Au moins quatre satellites militaires russes ont décidé que l'espace était l'endroit idéal pour jouer à « jusqu'où peut-on s'approcher sans que ce soit bizarre ? » La semaine dernière, ils ont modifié leurs orbites pour correspondre à celle d'un satellite de surveillance radar finno-américain, soulevant des questions sur les intentions de la Russie dans le bras de fer céleste qui ne cesse de s'étendre.
Les manœuvres ont été repérées grâce à des données de suivi orbital en source ouverte, car bien sûr, l'espace est désormais un sport de spectateurs. Greg Gillinger, un ancien officier du renseignement spatial de l'US Air Force, a révélé les changements d'orbite vendredi dans une édition spéciale de son bulletin Integrity Flash, publié par Integrity ISR, une entreprise privée qui fournit un « soutien opérationnel éprouvé au combat et une formation d'élite qui améliore la réussite des missions dans les domaines ISR, cyber, espace et ciblage ».
Les satellites russes, désignés Kosmos 2610 à 2613, ont été lancés ensemble le 16 avril sur une fusée Soyouz-2.1b depuis le cosmodrome de Plessetsk, dans le nord de la Russie. Au cours de la dernière semaine environ, les quatre satellites ont ajusté leurs inclinaisons – les angles de leurs orbites par rapport à l'équateur – de moins d'un degré. Cela peut sembler insignifiant, mais de telles manœuvres de « changement de plan » consomment beaucoup de carburant. Le delta-v nécessaire pour une manœuvre de changement de plan de cette ampleur équivaut à l'impulsion nécessaire pour augmenter l'altitude de plus de 160 kilomètres.
Résultat : ces quatre satellites russes sont désormais positionnés pour passer régulièrement près d'un satellite de surveillance radar commercial exploité par la société finno-américaine ICEYE. Cette plateforme d'imagerie, nommée ICEYE-X36, fait partie d'une flotte de satellites fournissant des images radar tous temps à l'armée américaine et aux gouvernements européens. ICEYE fournit également des images à l'armée ukrainienne dans sa lutte contre la Russie. Le cofondateur et PDG d'ICEYE, Rafal Modrzewski, a rencontré le président ukrainien Volodymyr Zelensky l'année dernière.
Selon Gillinger, les distances transversales entre les quatre satellites russes et ICEYE-X36 varient désormais d'environ 500 mètres à 22 kilomètres. Tout cela se déroule en orbite polaire à une altitude d'environ 547 kilomètres. Les opérateurs de satellites russes sont désormais en mesure de se rapprocher du satellite ICEYE avec des « ajustements mineurs » de « l'excentricité et des altitudes moyennes du satellite », a écrit Gillinger. Un cinquième satellite du même lancement russe le mois dernier semble maintenant effectuer une série similaire de manœuvres pour se rapprocher d'ICEYE-X36.

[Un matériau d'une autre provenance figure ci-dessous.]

PR #61, opened 2018-01-13
Make Resource class more "RESTful"

ikalnytskyi:
RESTfulness is weird word, I know, but the idea is to provide a base
class for purposes of building RESTful APIs. Gosh, it sounds complex
so here's what was changed:

 * Resource classes now return tuples instead of 'web.Response()' of
   the following format: (data, status_code, headers). Where both
   status_code and headers are optional and can be omitted. From now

Nous savons peu de choses sur ce que ces satellites Kosmos particuliers peuvent faire. Peut-être, comme un ancien responsable spatial militaire américain l'a récemment dit à Ars, s'agit-il d'un autre exemple de la Russie qui agite un sabre émoussé. Les responsables militaires russes semblent apprécier de sonder les forces américaines et alliées, survolant souvent l'espace aérien américain et européen avec des bombardiers stratégiques. Ce même comportement s'étend désormais à l'espace, avec le lancement par la Russie de plusieurs engins spatiaux militaires qui suivent les satellites espions les plus sophistiqués du gouvernement américain en orbite terrestre basse. Les responsables américains pensent qu'au moins certains de ces satellites russes font partie d'un programme d'armes antisatellites.
Plus récemment, un mystérieux satellite militaire russe est arrivé en orbite géosynchrone à plus de 35 000 kilomètres au-dessus de l'équateur. Des preuves circonstancielles suggèrent qu'il pourrait également faire partie d'un système antisatellite russe. La US Space Force a dépêché l'un de ses propres satellites d'inspection en orbite géosynchrone pour y regarder de plus près. Cibler un seul engin spatial, comme ICEYE-X36, dans une constellation de satellites d'imagerie similaires ne ferait pas grand-chose pour entraver l'accès de l'Ukraine ou d'autres nations occidentales à l'imagerie de surveillance radar. ICEYE elle-même exploite des dizaines d'autres satellites d'imagerie radar. Contrairement aux satellites espions optiques, les radars fournissent des images de jour comme de nuit, quelles que soient les conditions météorologiques.
Mais les manœuvres de la Russie pour correspondre au plan orbital d'ICEYE-X36 semblent intentionnelles. Les satellites militaires russes ont mené des opérations similaires pour se placer en orbites « coplanaires » avec des satellites espions de classe Keyhole.